Arab Bulletin
- Type: "as often as occasion may require"
- Publisher: Arab Bureau
- Founded: June 6, 1916
- Ceased publication: August 30, 1918
- Circulation: ~25

= Arab Bulletin =

Secret magazine of Middle East politics

The Arab Bulletin was a publication published from June 6, 1916 - August 30, 1918 by Britain's Arab Bureau. It was established to provide "a secret magazine of Middle East politics" D. G. Hogarth once described the newspapers editorial policy thus:

Since it was as easy to write it in decent English as in bad, and much more agreeable, the Arab Bulletin had from the first a literary tinge not always present in Intelligence Summaries. Firstly, it aims at giving reasoned, and as far as possible definitive summaries of intelligence, primarily about the Hejaz and the area of the Arab Revolt. Secondly, the Arab Bulletin aims at giving authoritative appreciations of political situations and questions in the area with which it deals at first hand.
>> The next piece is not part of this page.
PR #393, opened 2016-04-25
Use a drag handle instead of the whole cell,

### LINKED ISSUE #136: Need to be able to select text in outputs
The current drag and drop is awesome!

Thirdly, it aims at recording and so preserving all fresh historical data concerning Arabs and Arabic-speaking lands, and incidentally rescuing from oblivion any older facts which might help to explain the actual situation: likewise, any data of geographical or other scientific interest, which may be brought to light by our penetration of the Arab Countries during the present war. It is part of the Editor´s purpose that a complete file on the Bulletin since its beginning should be indispensable to anyone who hereafter may have to compile for official use a history of the Arabs during the last three years, an Intelligence Handbook of any Arab district or even a map of Arabia.
— D.G. Hogarth

The bulletin was published a few times a month, and 25 people were intended to view it. Among those people were the Foreign Office, The Admiralty and The Director of Military Intelligence.